Source: Worker Info Exchange - April 4, 2023
Amsterdam Court of Appeal rules for drivers against both Uber and Ola
The Amsterdam Court of Appeal issued three linked judgments - covering the Uber robo-firing case (four drivers), a separate Uber data-access case (six drivers), and a data-access case against Ola (three drivers) - overturning the District Court's earlier finding for Uber.
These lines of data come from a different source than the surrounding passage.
PR #720, opened 2022-03-24
libp2p: Increase the maximum response size

jsdanielh:
Increase the maximum response size from 2 kB to 5 kB since it was
seen in the devnet that some request easily go over 2 kB causing
a connection to be closed.


hrxi:
I guess there's some motivation? ;) Could you write it into the commit description?

jsdanielh:
> I guess there's some motivation? ;) Could you write it into the commit description?

Sure, just edited the commit and PR description.

PR #724, opened 2022-03-25
Add Loki integration to the devnet script, ship CI logs directly to our instance

hrxi:


hrxi:
Ask @jeffesquivels if you need the NIMIQ_LOKI_URL secret.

The court held that ride assignment, dynamic pricing, driver ratings, "fraud probability" scoring, and account deactivation can all qualify as automated decision-making under GDPR Article 22. It rejected Uber's defense that human staff meaningfully reviewed deactivation decisions, finding on the evidence that the review was "not... much more than a purely symbolic act." The court also rejected both companies' argument that trade-secret protections justified withholding the information, calling that argument disproportionate given the impact of unexplained dismissals and pay decisions on drivers. Both Uber and Ola were ordered to disclose more information to drivers about how they were assigned work, priced, and evaluated - see "What The Ruling Required" for the specifics of each company's order.
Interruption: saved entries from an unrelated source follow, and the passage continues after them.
PR #738, opened 2022-03-28
Include delegation address check for mempool verif

### LINKED ISSUE #736: Mempool accepts create stakes transaction with non existent delegation address
The mempool was accepting create_staker transactions that include a delegation address that does not exist. This causes problems during the block production phase, in particular, a panic with the _Failed to compute accounts hash during block production: NonExistentAddress_ signature

viquezclaudio:
- The mempool was accepting a create staker transaction with a non existant delegation adddress,
which caused a panic during the block production phase
- Fixes #736

### DIFF
--- a/mempool/src/verify.rs
+++ b/mempool/src/verify.rs
@@ -45,6 +45,8 @@ pub enum VerifyErr {
     Known,
     /// Transaction is filtered
     Filtered,
+    /// Transaction cannot succeed
+    CannotSucceed,
 }
 
 impl Display for VerifyErr {
@@ -70,6 +72,9 @@ impl Display for VerifyErr {
             }
             VerifyErr::Filtered => {
                 write!(f, "Filtered")
+            }
+            VerifyErr::CannotSucceed => {
+                write!(f, "Cannot succeed")
             }
         }
     }
@@ -241,8 +246,8 @@ pub(crate) async fn verify_tx<'a>(
         // If the recipient is not already in the mempool, then we need to check if the transaction
         // can succeed.
         if !StakingContract::can_create(accounts_tree, &db_txn, data) {
-            log::debug!("Outgoing staking transaction cannot pay fee.");
-            return Err(VerifyErr::NotEnoughFunds);
+            log::debug!("Outgoing staking transaction cannot succeed");
+            return Err(VerifyErr::CannotSucceed);
         }
     }
 
--- a/mempool/tests/mod.rs
+++ b/mempool/tests/mod.rs
@@ -1355,6 +1355,75 @@ async fn mempool_update_create_staker_twice() {
     );
 }
 
+#[test(tokio::test(flavor = "multi_thread", worker_threads = 10))]
+async fn mempool_update_create_staker_non_existant_delegation_addr() {
+    let mut rng = StdRng::seed_from_u64(0);
+    let time = Arc::new(OffsetTime::new());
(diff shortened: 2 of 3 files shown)


primitives/account/src/staking_contract/mod.rs
```diff
@@ -411,6 +412,17 @@ impl StakingContract {
...
+
+                //Verify we have a valid delgation address (if present)
+                if let Some(delegation) = delegation {
+                    let key = StakingContract::get_key_validator(&delegation);
+                    match accounts_tree.get(db_txn, &key) {
+                        None => {
+                            return false;
+                        }
+                        _ => {}
+                    }
```
jsdanielh, line 421: Take a look at the clippy warnings generated

primitives/account/src/staking_contract/mod.rs
```diff
@@ -411,6 +412,17 @@ impl StakingContract {
                     warn!("Cannot create staker because staker already exists.");
                     return false;
                 };
+
+                //Verify we have a valid delgation address (if present)
```
jsdanielh:
```suggestion
                // Verify we have a valid delegation address (if present)
```

mempool/tests/mod.rs
```diff
@@ -1355,6 +1355,75 @@ async fn mempool_update_create_staker_twice() {
...
+            env.clone(),
+            time,
+            NetworkId::UnitAlbatross,
+            genesis_info.block,
+            genesis_info.accounts,
+        )
+        .unwrap(),
+    ));
+
+    // Create mempool and subscribe with a custom txn stream.
```
jsdanielh:
```suggestion
    // Create mempool and subscribe with a custom txn stream
```

mempool/src/verify.rs
```diff
@@ -241,7 +241,7 @@ pub(crate) async fn verify_tx<'a>(
         // If the recipient is not already in the mempool, then we need to check if the transaction
         // can succeed.
         if !StakingContract::can_create(accounts_tree, &db_txn, data) {
-            log::debug!("Outgoing staking transaction cannot pay fee.");
+            log::debug!("Outgoing staking transaction cannot succeed");
             return Err(VerifyErr::NotEnoughFunds);
```
jsdanielh: Mmm, the error indicates that this will happen because we don't have enough funds. Wondering if we should have a different error or if the `can_create` function would fail only because we can't pay the fee

jsdanielh (changes requested):

viquezclaudio:
@jsdanielh changes applied

jsdanielh (approved):

mempool/src/verify.rs
```diff
@@ -45,6 +45,8 @@ pub enum VerifyErr {
     Known,
     /// Transaction is filtered
     Filtered,
+    ///Transaction cannot succeed
```
sisou: Missing space again between forward slashes and first word.

mempool/src/verify.rs
```diff
@@ -71,6 +73,9 @@ impl Display for VerifyErr {
             VerifyErr::Filtered => {
                 write!(f, "Filtered")
             }
+            VerifyErr::CantSucceed => {
+                write!(f, "Cant succeed")
```
sisou: Either `Cannot` or `Can't`. I'm personally in favor of `Cannot` and would also change the error to be called `CannotSucceed`.

hrxi:
LGTM.

PR #743, opened 2022-03-29
Move to `tokio` channels, remove `Peer` structs and traits

hrxi:
Move to `tokio` channels all around
---

This makes it easier to integrate everything, no longer having `futures`
and `tokio` channels around.

Remove `Peer`, `MockPeer` struct and `Peer`
---

They didn't contain a lot of functionality anymore, but created a lot of
noise at the call sites. Use `PeerId`s instead, which are copyable and
can be easily stored.

The only remaining functionality of `Peer` was the `close` function
which got replaced by the `disconnect_peer` function on the `Network`
trait.


hrxi:
Contains all the commits from #717.

PR #799, opened 2022-04-26
To keep macro_state around .clone() it instead of .take() it.

nibhar:
After a restart there is a chance that a node will initialize Tendermint at least twice without calling `poll_macro()` in the Validator. The first initialization takes the `macro_state` and leaves the second initialization without one. 
This leads to faulty behaviour and with this PR the state is cloned instead of taken.

### DIFF
--- a/validator/src/validator.rs
+++ b/validator/src/validator.rs
@@ -342,7 +342,9 @@ impl<TNetwork: Network, TValidatorNetwork: ValidatorNetwork>
                     head.seed().clone(),
                     next_block_number,
                     next_view_number,
-                    self.macro_state.take(),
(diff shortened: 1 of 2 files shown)


validator/src/validator.rs
```diff
@@ -342,7 +342,9 @@ impl<TNetwork: Network, TValidatorNetwork: ValidatorNetwork>
                     head.seed().clone(),
                     next_block_number,
                     next_view_number,
-                    self.macro_state.take(),
+                    // This cannot be .take() as there is a chance init_epoch is called multiple times without
+                    // poll_maceo being called creating a new macro_state that is Some(...).
```
jsdanielh:
```suggestion
                    // poll_macro being called creating a new macro_state that is Some(...).
```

Source: Worker Info Exchange - March 12, 2021
Amsterdam District Court rejects Uber robo-firing claim, but orders Ola to explain its algorithm
The Amsterdam District Court issued its first-round ruling. On the Uber side, the court accepted Uber's account that a human team - requiring two employees to agree - reviewed each fraud-related account deactivation, and rejected the drivers' argument that the decision was "solely automated" under GDPR Article 22. On the Ola side, the court reached a different result: it found that Ola's algorithmic calculation of deductions from driver pay did qualify as automated decision-making, and ordered Ola to explain the main criteria behind it and their role in the process. This asymmetric outcome - a loss for the Uber drivers' robo-firing claim, a partial win against Ola - was reversed in part two years later on appeal. Worker Info Exchange director James Farrar called the ruling "a giant leap forward" despite the mixed result; University of Amsterdam researcher Jill Toh said it still left drivers "insufficiently able to obtain sufficient data" about how they were managed.
Source: TechCrunch - July 1, 2020
Drivers sue Uber in Amsterdam over algorithmic firing (exact filing date not confirmed - reported only as "July" 2020)
The date shown for this entry is a placeholder only, for sorting purposes - our best source for this filing only says "July" 2020, not an exact day. According to the Dutch news outlet NL Times, at least two UK-based Uber drivers filed suit in Amsterdam - where Uber's European entity is based, giving Dutch courts jurisdiction - seeking transparency about the algorithms Uber uses to assign rides, and specifically the automated "fraud" determination that got them removed from the app. The drivers were represented by the App Drivers & Couriers Union (ADCU) and backed by Worker Info Exchange (WIE), a UK-based nonprofit that helps gig workers use GDPR data rights collectively. Related claims were eventually joined or filed alongside this one, ultimately covering four Uber drivers disputing account terminations, six Uber drivers seeking data access, and three Ola Cabs drivers seeking data access - all decided together on appeal in 2023.